Reputation: 1062
I am designing a web service(wcf) that has some of the static dictionaries (ie. maintaining some states of the server and connected clients). The service is in single instance mode and multiple concurrency, as shown below.
[ServiceBehavior(InstanceContextMode = InstanceContextMode.Single, ConcurrencyMode=ConcurrencyMode.Multiple)]
public class CalculatorService : ICalculatorConcurrency
{
...
}
There are various operations that reads and writes to this static variables. I have one class level lock object and the way I am trying to avoid locks is using that object whenever any operations try to access that particular static variables.
Did I handling the concurrency correctly, as shown below? There can be various instances of the client accessing the service, i.e.
The sample code looks like:
[ServiceBehavior(InstanceContextMode = InstanceContextMode.Single, ConcurrencyMode=ConcurrencyMode.Multiple)]

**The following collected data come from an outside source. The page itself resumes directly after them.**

PR #311, opened 2026-09-08
fix(builtins): audit pkg/builtins for len(args) vs IsUndefined() defect class

nooga:
## Summary

Full audit of `pkg/builtins/*.go`, following up on the two related bugs already in the stack: #310 (the compiler no longer pads a call site that omits a checker-known-optional argument with an explicit `undefined`, which was corrupting `arguments.length`) and #306 (`Array.prototype.join`'s separator, cherry-picked here as `a300dff7`).

Swept every `len(args) >= N`/`len(args) > N` site across all 43 `pkg/builtins/*.go` files (**340 raw grep hits**) for a native optional-parameter check that should instead (or also) check `!args[N-1].IsUndefined()`.

## The discriminator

public class CalculatorService : ICalculatorConcurrency
{
private static int clientId;
private static object lockObject = new object();
private static Dictionary<int, Number> numberList = new Dictionary<int, Number>();
public static Number ReadNumber(int n)
{
Number info;
lock (lockObject)
{
if (!numberList.TryGetValue(n, out info))
...
}
}
public static bool Modify(Number number)
{
lock (lockObject)
{
...
}
}
public bool Clear()
{
lock (lockObject)
{
numberList.Clear();
...
}
}
}
Is my code thread safe? Or, moreover Am I doing it correctly?
Upvotes: 0
Views: 135
Reputation: 13197
Since you're using just one resource (i.e lockObject
) deadlocks are impossible. To get a deadlock you need to have at least two resources.
Is my code thread safe?
If you are using Dictionary<,>
to avoid any concurrency problems every interaction with that dictionary should be wrapped by lock(lockObject){}
as you did. So, you code is thread safe.
Am I doing it correctly?
You are doing correctly but if you are using .Net 4
or newest you have more convenient option with thread safe ConcurrentDictionary<TKey,TValue>
. It was designed special for cases like your. The difference is in that you can forget about lock
blocks. It will not throw an exception when one caller iterates through the dictionary and the second caller changes the dictionary. ConcurrentDictionary<TKey,TValue>
implements the IDictionary<TKey,TValue>
and in addition, provides convenient methods like TryAdd
, TryUpdate
and other.
So, you definitely need to you use ConcurrentDictionary
if it is possible, since it makes code more cleaner.